• [TASK INPUT]
PR #5576, opened 2018-02-15
Postfix plugin changes

sydneyli:
- Finishing refactor of postconf/postfix command-line utilities
- Plugin uses starttls_policy to specify per-domain policies

More detailed writeup of changes incoming.

### DIFF
--- a/certbot-postfix/certbot_postfix/installer.py
+++ b/certbot-postfix/certbot_postfix/installer.py
@@ -14,7 +14,7 @@ from certbot.plugins import util as plugins_util
 from certbot_postfix import util
 from certbot_postfix import postconf
 
-import starttls_policy
+# import starttls_policy
 
 POLICY_FILENAME = "starttls_everywhere_policy"
 
@@ -48,6 +48,19 @@ DEFAULT_CLIENT_VARS = {
 }
 
 logger = logging.getLogger(__name__)
+
+def _report_master_overrides_less_secure(acceptable):
+    def _report_master_overrides(name, overrides):
+        for override in overrides:
+            if override not in acceptable:
+                print("Warning: Parameter %s is overridden as less-secure option %s " + 
+                      "for service %s in master configuration file!" %
+                      (name, override[1], override[0]))
+
+def _report_master_overrides(name, overrides):
+    for override in overrides:
+        print("Warning: Parameter %s is overridden as %s for service %s in master configuration file!" %
+                (name, override[1], override[0]))
 
 @zope.interface.implementer(interfaces.IInstaller)
 @zope.interface.provider(interfaces.IPluginFactory)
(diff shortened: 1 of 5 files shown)


sydneyli:
@jgillula 
## Postfix plugin
So there are two main things that this Installer does:
 1. Configures TLS Postfix parameters in `main.cf`. The parameters for this come [recommended](http://www.postfix.org/TLS_README.html) for a balance of security & compatibility.
 2. Write the per-domain TLS policies from `starttls-policy` into a [format that Postfix understands](http://www.postfix.org/postconf.5.html#smtp_tls_policy_maps).

The code for [1] is in [`deploy_cert`](https://github.com/certbot/certbot/pull/5576/files#diff-62ce583f47d3952d57797e5bf0a01da2L159), which
  - Sets the key/cert for `smtpd`, the MTA server (mail receiver),
  - Sets reasonable TLS params for both the MTA server and client.
  - Sets the path to the policy file (from [2]) 

The code for [2] is in [`write_domainwise_tls_policies`](https://github.com/certbot/certbot/pull/5576/files#diff-62ce583f47d3952d57797e5bf0a01da2R130), which loops through the domains
and [writes their policy](http://www.postfix.org/postconf.5.html#smtp_tls_policy_maps) to the appropriate file.

## Other stuff
The other large portion of diffs in this pull request pertain to refactoring a lot of the code around running command-line utilities like `postfix` and `postconf`. Brad started this refactor in `postconf.py` and I finished it up (Look at all this [deleted code!](https://github.com/certbot/certbot/pull/5576/files#diff-62ce583f47d3952d57797e5bf0a01da2L228)), and also added tests in `postconf_test.py`. There's also wrappers around the `postfix` command-line util in `util.py`. As a result, I also moved a lot of the tests from `installer_test.py` into `postconf_test.py` (since the code for running configuration edits was no longer in `installer.py`.

## Things that are left
There are always more tests to write, and I have to write an integration test for the per-domain policy things, so I can catch regressions easily. The most pressing thing I'm working on right now is standardizing and thoroughly documenting the API for fetching policies in the `starttls-policy` package.

certbot-postfix/certbot_postfix/installer.py
```diff
@@ -44,15 +55,14 @@ class Installer(plugins_common.Installer):
     """Certbot installer plugin for Postfix.
 
     :ivar str config_dir: Postfix configuration directory to modify
-    :ivar dict proposed_changes: configuration parameters and values to
-        be written to the Postfix config when save() is called
     :ivar list save_notes: documentation for proposed changes. This is
         cleared and stored in Certbot checkpoints when save() is called
-
+    :ivar postconf: Wrapper for Postfix configuration command-line tool.
+    :ivar policy: A Policy object using which we can query
```
jgillula: Word missing here? A Policy object using what? (Or maybe "using" should be deleted.)

PR #5578, opened 2018-02-15
Add order support and tests

bmw:
Built on #5374. Fixes a couple bugs and adds tests.

One thing I noticed here which I didn't fix is we don't extract the common name from the CSR. We should do this before the release, especially since users can provide their own CSR on the command line.

EDIT: This PR should be merged rather than squashed to preserve authorship.

### DIFF
--- a/acme/acme/client.py
+++ b/acme/acme/client.py
@@ -1,6 +1,7 @@
 """ACME client API."""
 import base64
 import collections
+import cryptography
 import datetime
 from email.utils import parsedate_tz
 import heapq
@@ -119,11 +120,11 @@ class ClientBase(object):  # pylint: disable=too-many-instance-attributes
         """
         return self._send_recv_regr(regr, messages.UpdateRegistration())
 
-    def _authzr_from_response(self, response, identifier, uri=None):
+    def _authzr_from_response(self, response, identifier=None, uri=None):
         authzr = messages.AuthorizationResource(
             body=messages.Authorization.from_json(response.json()),
             uri=response.headers.get('Location', uri))
-        if authzr.body.identifier != identifier:
+        if identifier is not None and authzr.body.identifier != identifier:
             raise errors.UnexpectedUpdate(authzr)
         return authzr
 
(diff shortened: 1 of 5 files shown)


acme/acme/client.py
```diff
@@ -609,33 +620,42 @@ def poll_authorizations(self, orderr, deadline):
...
             response = self.net.get(orderr.uri)
             body = messages.Order.from_json(response.json())
             if body.error is not None:
-                raise IssuanceError(body.error)
+                raise errors.IssuanceError(body.error)
             if body.certificate is not None:
                 certificate_response = self.net.get(body.certificate).text
-                return orderr.update(fullchain_pem=certificate_response)
-        raise TimeoutError()
+                return orderr.update(body=body, fullchain_pem=certificate_response)
```
ohemorange: Finalize doesn't change anything in `body`?

bmw: Doesn't it? Earlier in the function, we post to the `finalize` endpoint and begin repeatedly making GET requests for the order until the `certificate` field is updated.

bmw:
> As I mentioned OOB, this duplicates #5334 only you called it CommonClientTest and I called it ClientTestBase, oops.
>
> They're pretty much identical though so it shouldn't be a problem?

Yeah it'll be alright. There'll be some small merge conflicts, but it's nbd.

acme/acme/client.py
ohemorange: Read this the other way around, thought you were removing body.

ohemorange:
Cool, I'd like to double check the merge then, but otherwise looks good!

bmw:
Oh you want to wait until we merge your PR and have me address merge conflicts here? That's fine. I can fix them.

bmw:
Since there are multiple authors here, I'll want to fix up the commit history though so you won't have a clean commit to look at. Would you like me to push the non-rebased/squashed version somewhere for you to see?

ohemorange:
I don't think it will be a problem, as long as the eventual PR is based on master.

bmw:
PR rebased on master.

Issue #5431, opened 2018-01-15
Link to webroot documentation from error messages


jsha:
If you follow the autogenerated instructions to use the webroot plugin, you're likely to wind up with this error in your Certbot output:

```
Attempting to renew cert (www.hoffman-andrews.com) from /etc/letsencrypt/renewal/www.hoffman-andrews.com.conf produced an unexpected error: Missing command line flag or config entry for this setting
:
Select the webroot for www.hoffman-andrews.com:
Choices: ['Enter a new webroot']

(You can set this with the --webroot-path flag). Skipping.
The following certs could not be renewed:
  /etc/letsencrypt/live/crud.net/fullchain.pem (failure)
  /etc/letsencrypt/live/jacob.hoffman-andrews.com-0002/fullchain.pem (failure)
  /etc/letsencrypt/live/hoffman-andrews.com/fullchain.pem (failure)
  /etc/letsencrypt/live/www.hoffman-andrews.com/fullchain.pem (failure)
```

This error doesn't define "webroot", and webroot is not a well-defined term (the first page of Google results does not explain it). We shold amend these error messages to link to https://certbot.eff.org/docs/using.html#webroot. We should also update that documentation to define what "webroot" means in the first sentence. Right now it's defined in a parenthetical at the end of the first paragraph:

> In addition, you’ll need to specify --webroot-path or -w with the top-level directory (“web root”) containing the files served by your webserver. For example, --webroot-path /var/www/html or --webroot-path /usr/share/nginx/html are two common webroot paths.

klebervirgilio:
@jsha something like that: https://github.com/certbot/certbot/pull/5583

MarkMura:
Please also add to the documentation, that it's spelled `--webroot-path` in the CLI, but `webroot_path` in the config file

PR #5583, opened 2018-02-16
Add webroot url to warn message

klebervirgilio:
trying to address this issue #5431

### DIFF
--- a/certbot/constants.py
+++ b/certbot/constants.py
@@ -108,6 +108,7 @@ CLI_DEFAULTS = dict(
 
 )
 STAGING_URI = "https://acme-staging.api.letsencrypt.org/directory"
+WEBROOT_URL = "https://certbot.eff.org/docs/using.html#webroot"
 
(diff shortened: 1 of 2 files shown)


jsha:
Thanks for working on this! I think this would link to the webroot docs for *all* renewal failures. We want to add this link only when there is a problem specific to the webroot plugin.

If you check #5431, you'll see that the message I'm talking about is actually a prompt provided when the `--webroot` flag is not provided. You should look for where that prompt is generated, and try to add the URL to that prompt. Once you've done that, try to run Certbot such that it generates the updated prompt, and paste the output here so we can see that it's expected. Thanks!

jgillula:
Hi @klebervirgilio ! Since we haven't seen any activity on this PR for a while, I just wanted to check and see if you still planned to work on it, or if you'd be OK with someone else picking up the work.

bmw:
Since this isn't quite what we're looking for and we haven't seen any updates in over a month, I'm closing this PR, but please open a new one if you keep working on it.

PR #5585, opened 2018-02-16
Return str rather than bytes

mlaferrera:
Project id is returned as bytes, which causes issues when constructing the google cloud API url, converting `b'PROJECT_ID'` to `b%27PROJECT_ID%27` causing the request to fail.


mlaferrera:
@bmw ahh, sorry about the tests. I can fix them...not a problem.

mlaferrera:
The tests should be fixed now. It looks like they were returning an `int` rather than a `str` or `bytes`. I added a test to be able to handle both `str` and `bytes` to ensure things don't break for both py2 and py3.

PR #5586, opened 2018-02-16
Import x509 module

bmw:
```
$ python -c 'import cryptography; cryptography.x509'
  File "<string>", line 1, in <module>
AttributeError: 'module' object has no attribute 'x509'
```
Like all of our files in `acme` or `certbot`, `x509` is it's own module that needs to be imported. I think the reason this currently works in this file is one of our dependencies is importing the module for us. Let's not rely on this behavior.

### DIFF
--- a/acme/acme/client.py
+++ b/acme/acme/client.py
@@ -1,7 +1,6 @@
 """ACME client API."""
 import base64
 import collections
-import cryptography
 import datetime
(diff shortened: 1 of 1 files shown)


ohemorange:
No need, I'm removing dependence on `cryptography` in this class.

• [TO DO]
Which lines above run from the one containing "- Sets reasonable" down to the one containing "- Sets the path"? Repeat exactly those, both ends included, and nothing else.

• [EXERCISE RESPONSE]
  - Sets reasonable TLS params for both the MTA server and client.
  - Sets the path to the policy file (from [2]) 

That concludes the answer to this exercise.